Workplace sexual violence against temporary foreign workers in P.E.I. underreported, advocates say
Instances of sexual violence against workers often go unreported, said Sarah Dennis, program manager with the RISE Program, which provides free legal support for people who have experienced workplace sexual harassment.
"There are many barriers in place for temporary foreign workers to come forward to disclose sexual violence," Dennis said.
"There's language barriers, there is isolation when they're working in rural communities, so limited access to resources, and then also the fear of deportation and losing their status."
The issue was the topic of a panel discussion on systemic barriers faced by temporary foreign workers that was held at the Charlottetown Learning Library on Feb. 7.
An estimated 40 per cent of P.E.I.'s agricultural workforce is now made up temporary foreign workers. Adding in employees in seafood processing, the trucking industry and other jobs, the number of temporary foreign workers arriving on the Island every year grew from about 400 in 2015 to more than 1,600 in 2023.
Protective mechanisms for foreign workers that would make them less vulnerable to abuse need to be implemented by the federal and provincial governments, Dennis said.
'We're only hearing a fraction'
It's hard to know just how prevalent workplace sexual violence is among the temporary foreign workforce, said Joe Byrne, co-ordinator of the Migrant Worker Resource Centre at the Cooper Institute.
"We feel that we're only hearing a fraction of the actual abuses that are happening because of the fear of reporting," Byrne said.
"The question of status is often the essential one, so the fear of violence or coercion or exploitation is secondary to the fear of losing status."
Many foreign workers fear that reporting sexual violence or abuse on the part of their employer may cause their pathway to permanent residency to disappear, Byrne said.
"People arrive with the same hopes and dreams that many of us have," Byrne said. "Then they find when they get here, or even before they get here, that their status and their ability to live out those hopes and dreams rests on the willingness of their employer to keep them employed."
That's a result of the nature of the temporary foreign worker system itself, Byrne said.
"We should not be surprised that when we structure oppression into a system that the system becomes oppressive," he said.
"That is a natural consequence of poor policy making that puts workers in a vulnerable position with no pathway for dispute, or dispute resolution, without putting their status at risk."
Removing barriers
Although the Temporary Foreign Worker Protection Act was passed in the P.E.I. Legislature in 2022, it has not yet been proclaimed into law.
That's because the province is working on the act's regulations, such as enforcement, said Karla Bernard, interim leader of P.E.I.'s Green Party.
After listening to the "powerful panel discussion," Bernard said she heard a clear message.
"There are people in our communities who are essentially invisible, and as a result are put in really vulnerable situations when it comes to being exploited," she said.
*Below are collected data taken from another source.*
PR #1178, opened 2016-11-18
Fix Page Collections problem with @page.modular

haagvivi:
Loading the page children before call modular on the Collection.

In order to view the complete example issue you can refer to [https://getgrav.org/forum#!/general:cant-get-modular-collectio](https://getgrav.org/forum#!/general:cant-get-modular-collectio)

### DIFF
--- a/system/src/Grav/Common/Page/Page.php
+++ b/system/src/Grav/Common/Page/Page.php
@@ -507,7 +507,7 @@ class Page
         }
 
         $summary = Utils::truncateHTML($content, $size);
-		
+
         return html_entity_decode($summary);
     }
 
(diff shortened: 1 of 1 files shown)


rhukster:
Thanks I'll look at this soon and review.

mahagr:
There are two kinds of children: modular and non-modular. After the fix both will be returned, which is not correct.

flaviocopes:
I tried adding a non-modular child, it's not picked up, as it's calling `$results->modular();`. Not sure if I "got" the problem you notice

haagvivi:
Yes, the modular function juste keep the modular pages.

PR #1180, opened 2016-11-20
Add Chinese language.

lndj:
Add Chinese language & the test.


flaviocopes:
Thanks @lndj, for translations of core and Admin we use Crowdin, sign up here https://crowdin.com/project/grav-core and submit your translation there, thanks! I will merge the test separately after it's done.

flaviocopes:
Closed for inactivity

PR #1194, opened 2016-12-07
Added warning to `update` command when new Grav version is available

Perlkonig:
After [coming up in the forum](https://getgrav.org/forum#!/general:error-after-updating-plugin), I've added a warning to the `gpm/update` command if it notices that a new Grav version is available. My understanding is that best practice is to `bin/selfupgrade` *before* `bin/update`.

### DIFF
--- a/system/src/Grav/Console/Gpm/UpdateCommand.php
+++ b/system/src/Grav/Console/Gpm/UpdateCommand.php
@@ -11,6 +11,7 @@ namespace Grav\Console\Gpm;
 use Grav\Common\GPM\GPM;
 use Grav\Common\GPM\Installer;
 use Grav\Console\ConsoleCommand;
+use Grav\Common\GPM\Upgrader;
 use Symfony\Component\Console\Input\ArrayInput;
 use Symfony\Component\Console\Input\InputArgument;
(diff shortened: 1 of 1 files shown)


rhukster:
The only issue I have with this, is there is a minor chance that the dependencies are such that you shouldn't update Grav first.  I can't believe this would really ever be the case, but it 'might', and your warning is kinda fatal if you decline. 

maybe it should be a strong warning, but let you continue if you ignore?

Perlkonig:
It does let you continue if you want. It's up to you. You can answer "Y" to the question.

I could clarify "If you continue without *also* updating Grav, blah..." The real issue seems to be updating plugins that require the newer version of Grav, but the developer wasn't aware of that and didn't add a dependency. Also, since plugins update more frequently than Grav itself, people may be in a habit of updating plugins without even realizing that an updated version of Grav is available.

rhukster:
Ok, cool, i misread it then.  Yeah, it's good practice to update Grav first, so the warning is good.

rhukster:
BTW in future, please add a CHANGELOG.md entry too as part of the PR.. saves me doing it as a separate.

Perlkonig:
Will do that in the future. Sorry!

PR #1208, opened 2016-12-12
fixed array handling

ChrisGitIt:
if the input array looks like this: 
array('valA','valB') (not a keyed array)

The return result before my change was:
array(array('valA'),array('valB'))

The return result after my change is:
array('valA','valB')

(here is an example that got bug me: https://getgrav.org/forum#!/theme-development:no-select-multiple-in-backe)


rhukster:
Thanks!!

PR #1209, opened 2016-12-13
TwigExtension - detect (in)human agent

gigago:
Added function ishuman() to TwigExtension.


flaviocopes:
The change in system/src/Grav/Common/Taxonomy.php is not related I think? 

Also, please update your branch as it seems there are some conflicts with the current develop.

gigago:
Taxonomy is unrelated, don't know why it shows up here. I tried to update the branch, which appears to have resolved the conflicts.

rhukster:
Hmm. you appear to have pushed files with merge conflicts.  Take a look at the "Files changed" tab.

gigago:
Seems to be ok now.

flaviocopes:
Usage:

{% if ishuman() %}
human
{% else %}
not human
{% endif %}

Avoid instantiating Browser as it's already added to the Grav object:

```php
    public function isHuman()
    {
        return $this->grav['browser']->isHuman();
    }
```

But, since the same functionality can be achieved using 

```twig
{% if browser.ishuman %}
human
{% else %}
not human
{% endif %}
```

I'm a bit unsure if it's worth this shortcut.

gigago:
Sounds reasonable to me. Frankly, I didn't realize it could be solved this way. Since this is functionally equivalent and trivial to code, I'll take no for an answer.

rhukster:
Yah I think that using `browser.isHuman` is already simple enough.  Probably just need better documentation.

I've added this line item to: https://github.com/getgrav/grav-learn/issues/356

PR #1218, opened 2016-12-16
Added router to support built-in PHP web server

ftrrtf:
I was surprised when I saw that there is no way to run grav on the built-in server, which is ideal for development, 'cos grav doesn't need a database, etc. So I'm a little researched this issue and found a solution. 
Used for the past several months for me, no any problems noticed, everything works as well.

How to run:
```
php -S localhost:8000 router.php
```

Related issues: 
https://github.com/getgrav/grav-plugin-admin/issues/2
https://github.com/getgrav/grav-plugin-admin/issues/3

### DIFF
--- a/router.php
+++ b/router.php
@@ -1,0 +1,24 @@
+<?php
+/**
+ * @package    Grav.Core
+ *
+ * @copyright  Copyright (C) 2014 - 2016 RocketTheme, LLC. All rights reserved.
+ * @license    MIT License; see LICENSE file for details.
+ */
+
+if (PHP_SAPI !== 'cli-server') {
+    exit('This script cannot be run from browser. Run it from a CLI.');
+}
+
+if (is_file($_SERVER['DOCUMENT_ROOT'] . DIRECTORY_SEPARATOR . $_SERVER['SCRIPT_NAME'])) {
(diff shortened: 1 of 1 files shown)


flaviocopes:
The problem is not that Grav does not run on the built-in webserver. It does, and it works fine.

But Admin, and some other plugins, do not because of https://github.com/getgrav/grav-plugin-admin/issues/3#issuecomment-128079164.

We therefore added a check inside Admin to prevent it to run on the built-in webserver. 

BUT your solution makes it work, very nice! Just not sure if / how to handle this, as people do not always read the documentation before firing the built-in webserver, so we'll get those problems back when they run `php -S localhost:8000`. Maybe we could have this documented somewhere, we point out to this in the error we give, and we add a setting to unlock the built-in webserver in the admin config yaml.

rhukster:
Thanks for this PR @ftrrtf, i've made a few minor modifications to ensure this can't be run without the router.  Please check my PR: #1219 

If it's all good for you we can merge that one.

ftrrtf:
@rhukster 👍

rhukster:
Closing this one.. please move discussions to #1219

PR #1219, opened 2016-12-16
Reworked PHP CLI router PR #1218

rhukster:
This is a slight reworking of the original #1218 PR that added a custom `router.php` to enable support via the built-in CLI command. 

This moves the router under `system/` folder and also provides an error if you try to use the built-in webserver without the router option.


flaviocopes:
Thanks @ftrrtf 👍

Issue #1253, opened 2017-01-16
Always add an alt attribute to images for valid markup


indigoxela:
Hi,
an _alt_ attribute is required for valid image html markup.

It would be cool, if public function parsedownElement would always add it, even if not set by users in markdown.

Instead of:
`<img src="some.jpg" />` (invalid)
insert
`<img alt="" src="some.jpg" />` (valid)

To me it looks like a tiny change in system/src/Grav/Common/Page/Medium/Medium.php:
```
236a237,239
>             else {
>                 $attributes['alt'] = '';
>             }
```

This also outputs an empty alt attribute for any images handled with methods like cropZoom.
Right now alt attributes are lost for those images, even if set by users in markdown for the original image (in a blog article...).

Or is there a good reason to skip alt attributes if empty and drop them if image is changed?

flaviocopes:
Adding an empty alt tag is not a bad idea I think, while an empty alt tag is not really useful per se, it helps passing HTML validation for those that are interested in it.

Alt attribues _are_ preserved when processing images:

```
![ALT test](test.jpg?cropZoom=100,100))
```

⬇️ 

```
<img alt="ALT test" src="/grav-develop/images/9/3/4/5/9/93459bbe7f7babd39d7f46e164bc470825e32cce-test.jpeg">
```

Maybe you are testing with cache enabled and don't see your changes reflected.

indigoxela:
> Alt attribues are preserved when processing images:

I must be more precise:
Yes, if adding images directly in markdown, alt attributes are preserved.

But if for instance for an overview page of a collection, all the child page images are processed in a template loop, all alt attributes are lost.

As an example: I have a template "blog_item.html.twig".
In a loop I get the first image of all blog item pages to render them as small linked images:
```
    <a href="{{ page.url }}">
    {{ page.media.images|first.cropZoom(200, 200).html }}
    </a>
```
In the resulting page listing, all alt attributes are gone.

Btw.: alt attributes are also gone in search result pages (plugin simplesearch).

flaviocopes:
Ok in this case you're iterating over `page.media` which is an array of the media included in the page. Is the alt text provided in an image meta file? https://learn.getgrav.org/content/media#metafiles or you just defined it inside the page?

indigoxela:
> Is the alt text provided in an image meta file?

The alt text is not provided in a meta file but directly in markdown:
`![the image alt](image.jpg)`

By the way - many thanks for having a look.

[...]

PR #1262, opened 2017-01-19
Provided empty alt if '' is supplied

A----:
See issue #1253 .

`![] (...)` now outputs ``
Same for `image.html('', '')`

`image.html('')` would output ``, same as before. At least it's now possible to choose if alt attribute should appear.

### DIFF
--- a/system/src/Grav/Common/Page/Medium/Medium.php
+++ b/system/src/Grav/Common/Page/Medium/Medium.php
@@ -229,7 +229,7 @@ class Medium extends Data implements RenderableInterface
         }
 
         if (empty($attributes['alt'])) {
-            if (!empty($alt)) {
+            if (!empty($alt) || $alt === '') {
                 $attributes['alt'] = $alt;
             } elseif (!empty($this->items['alt'])) {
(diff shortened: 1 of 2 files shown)


rhukster:
This is failing checks because we have some tests in `tests/unit/Grav/Common/Markdown/ParsedownTest.php` that tests expected in and out for image tags.

These will need to be updated to provide expected output.

A----:
Better? :)
I had some issues running all tests locally, my environment wasn't properly set I guess. I had to rely on travis for some, hence the three commits.

rhukster:
Thanks for the tests! all merged now. FYIW, to get test running locally you should run from a base Grav install.  make sure you have the development vendor libs:

```
$ bin/composer.phar install
```

Then run the tests:

```
$ vendor/bin/codecept run
```

A----:
That's what I did, but I had a some failed expectations. Filenames were not generated correctly, trailing slashes in links, …
This has to be my enviromnent though, and I didn't want to spend too much time on such a small fix.

Anyway, thanks for the merge.

PR #1275, opened 2017-01-27
Don’t set default param_sep, use system constant

rhukster:
Basically this removes the default value from the `system.yaml` file and sets it based on the system `PARAM_SEPARATOR` constant if the value is not already set/overridden in user `system.yaml`.

### DIFF
--- a/system/config/system.yaml
+++ b/system/config/system.yaml
@@ -5,7 +5,7 @@ wrapped_site: false                         # For themes/plugins to know if Grav
 reverse_proxy_setup: false                  # Running in a reverse proxy scenario with different webserver ports than proxy
 force_ssl: false                            # If enabled, Grav forces to be accessed via HTTPS (NOTE: Not an ideal solution)
 custom_base_url: ''                         # Set the base_url manually
-param_sep:                                  # Automatically is selected based on PATH_SEPERATOR, but can be manually chosen. Use ';' for Apache on windows
+param_sep: ':'                              # Will automatically set correctly for windows
 
 languages:
   supported: []                             # List of languages supported. eg: [en, fr, de]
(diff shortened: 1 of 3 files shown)


zzzzBov:
Had some time to test this. It works ok so long as you don't change configuration in admin. If you save any admin changes, the field will save over the empty value with whatever value was selected.

To fix admin, I attempted to update `system/blueprints/config/system.yaml`:

```
param_sep:
    type: select
    size: medium
    label: PLUGIN_ADMIN.PARAMETER_SEPARATOR
    classes: fancy
    help: PLUGIN_ADMIN.PARAMETER_SEPARATOR_HELP
    default: ''
    options:
      '': '(autodetect)'
      ':': ': (for *Nix)'
      ';': '; (for Windows)'
```

However an empty string key didn't appear to work (I've hardly ever used yaml). The spec mentions being able to use `?` for a complex mapping, so I attempted to use:

```
options:
  ? : '(autodetect)'
  ...
```

But that was interpreted as a value of `'?'`. I don't know if that's something where grav should be updating the yaml parser in use.

In any event, I updated to use:

```
options:
  'auto': '(autodetect)'
  ':': ': (for *Nix)'
  ';': '; (for Apache running on Windows)'
```

But even with a value of `'auto'` initially, it appears that the `/admin/config/system` page is pulling from the latest config value set by `PATH_SEPARATOR` rather than the initial value of `'auto'` (which made sense once I thought about it).

So then I attempted to just nuke the entire `param_sep` section from the `system.yaml` blueprint, but even doing that it appears that saving the config page saves the value stored in `system.param_sep`.

At this point I've spent far more time on the issue than I care to. I can't tell you what the right solution is for backwards compatibility for your users, but I can tell you that I'm going to use:

```
$this->container['config']->init();
$this->container['config']->set('system.param_sep', PATH_SEPARATOR);
return $this->container['plugins']->setup();
```

PR #1292, opened 2017-02-04
Fix blueprints slug validation

flaviocopes:


flaviocopes:
Re https://github.com/getgrav/grav-plugin-admin/issues/955

Issue #1293, opened 2017-02-06
Unable to to fetch cache contents when saving on the command line


johnnoel:
I'm building a custom plugin for one of our clients and part of the requirement is caching some information (from an external API) and then using that information on subsequent requests.

Using the CLI functionality, I've created a command that can be run on a schedule; it downloads the data and then saves it to the Grav cache. However, when trying to retrieve that information on a request (so not on the command line), the cache always reported a miss.

After some investigation this seems to be because the [Cache](https://github.com/getgrav/grav/blob/develop/system/src/Grav/Common/Cache.php#L123) class generates a key according to the [Uri](https://github.com/getgrav/grav/blob/develop/system/src/Grav/Common/Uri.php#L66) hostname. On the command line this is short-circuited to 'localhost', while on a normal web request, this is obviously whatever the hostname is.

To reproduce: create a plugin with a CLI Command that saves some data to the Grav cache; then set the plugin to listen on any event and try to fetch the same data.

Expected behaviour: Data cached on the same Grav system would be accessible regardless of environment.

Workaround: The most straightforward way of circumventing this behaviour is to set the global cache key to something known prior to saving or fetching data e.g.

```php
$originalKey = $grav['cache']->getKey();
$grav['cache']->setKey('my-cache-key');
// do caching operations
$grav['cache']->setKey($originalKey);
```

If the Uri class adhered to the `custom_base_url` in the system.yaml configuration file then this would be a good fix while retaining existing functionality. Otherwise making sure that the cache prefix in system.yaml is used verbatim, or perhaps introducing a cache namespace configuration option would, again, solve the problem.

rhukster:
Ok I've looked into this and found a couple of things:

1) A plugin that sets the cache key early (`onPluginsInitialized()`) and then used for both web/cli works.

"We need to make foreign workers more visible. They need to have more connections in our community."
Although supports for temporary foreign workers exist, it can be challenging to access them, Bernard said.
"They're not connected, they don't have relationships built. There's language barriers, there's trust barriers, there's all sorts of barriers."
Providing information and resources to workers is something the government could take on, Bernard said.
She said she plans to bring the issue forward in the legislature and do more work on in her role as an MLA.
"Everyone in P.E.I. deserves to live safely and freely and in security," Bernard said.